**INSTRUCTIONS TO FOLLOW:** Print out the entries exactly, and include each one.

[[ RECORD EXCERPTS, beginning ]]

PR #1081, opened 2015-12-29
user can restore director db from a backup

xingzhou:
[#107648464]


bosh_cli/lib/cli/client/director.rb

[[ RECORD EXCERPTS, end ]]

**EXERCISE RESPONSE:**
PR #1081, opened 2015-12-29
user can restore director db from a backup

xingzhou:
[#107648464]


bosh_cli/lib/cli/client/director.rb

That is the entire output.